* EXERCISE DESCRIPTION
Every single record below is to be reproduced exactly.

* SOURCE INFORMATION

PR #4661, opened 2020-12-15
luci-app-frp: add the dynamiclist for additional parameters

brvphoenix:
Maintainer: @ysc3839 
Add a dynamiclist which can be used to define some additional parameters. The init.d scripts have already supported this option.


ysc3839:
LGTM, thanks!

PR #4662, opened 2020-12-16
luci-app-wol: fix some untranslated strings

brvphoenix:


jow-:
Merged, thanks @brvphoenix !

* RESULT OF THIS TASK
PR #4661, opened 2020-12-15
luci-app-frp: add the dynamiclist for additional parameters

brvphoenix:
Maintainer: @ysc3839 
Add a dynamiclist which can be used to define some additional parameters. The init.d scripts have already supported this option.


ysc3839:
LGTM, thanks!

PR #4662, opened 2020-12-16
luci-app-wol: fix some untranslated strings

brvphoenix:


jow-:
Merged, thanks @brvphoenix !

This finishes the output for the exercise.